Here’s a simple example: calculate the total distance traveled during a replay.

public class ReplayAnalyzer
{
    public static float CalculateDistanceTraveled(List<TransformSnapshot> replayData)
    {
        if (replayData == null || replayData.Count < 2) return 0f;

        float totalDistance = 0f;
        for (int i = 1; i < replayData.Count; i++)
        {
            totalDistance += Vector3.Distance(replayData[i - 1].position, replayData[i].position);
        }
        return totalDistance;
    }
}

You can then use this function after the replay has finished. Consider integrating other metrics such as jump count, time spent in specific areas, or enemy encounters to create a rich profile of the player’s performance.

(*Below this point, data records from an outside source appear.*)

PR #35, opened 2016-08-17
Fixes #16147 - set index names explicitly

iNecas:
To avoid limit on label size in Postgres

As part of the change, increasing the limit on lines size to 120,
80 it just too little.

### DIFF
--- a/db/migrate/20160802153302_create_join_table_hostgroup_ansible_roles.rb
+++ b/db/migrate/20160802153302_create_join_table_hostgroup_ansible_roles.rb
@@ -1,10 +1,10 @@
 # Defines the relation between Hostgroup and AnsibleRole
+# rubocop:disable Metrics/LineLength
 class CreateJoinTableHostgroupAnsibleRoles < ActiveRecord::Migration
   def change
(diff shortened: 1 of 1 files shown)


daviddavis:
Regarding the line size, I would prefer 80. I can only view about that many columns when I have split vim session on my laptop. However, I'd be fine with 100 since it's what we use on Katello.

iNecas:
80 lines is so 80's :D

daviddavis:
vim is so 80's (or 90's I guess) but I still enjoy using it 😄

dLobatog:
I'm of the same opinion as @daviddavis , it's annoying to not be able to see everything with vim split (even worse if you have split editor in a graphic IDE), can we do that in another PR?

Actionable Insight: Visualize the replay data. Create a heat map showing where the player spent the most time, or a graph plotting their speed over time. Visualizations can reveal patterns that are difficult to spot from raw data.

Where to Go From Here

This is a basic replay system. There are countless ways to expand upon it. Here are a few ideas:

• Network Replays: Record and playback data from networked games. This introduces challenges related to data synchronization and latency.
• Optimizations: Implement data compression to reduce the size of the replay files.
• Rewinding: Allow players to rewind the replay. This requires storing more data and implementing a more complex interpolation system.

This article gives you a solid foundation to build upon. Experiment, iterate, and don’t be afraid to break things. The best way to learn is by doing. Now go build something awesome!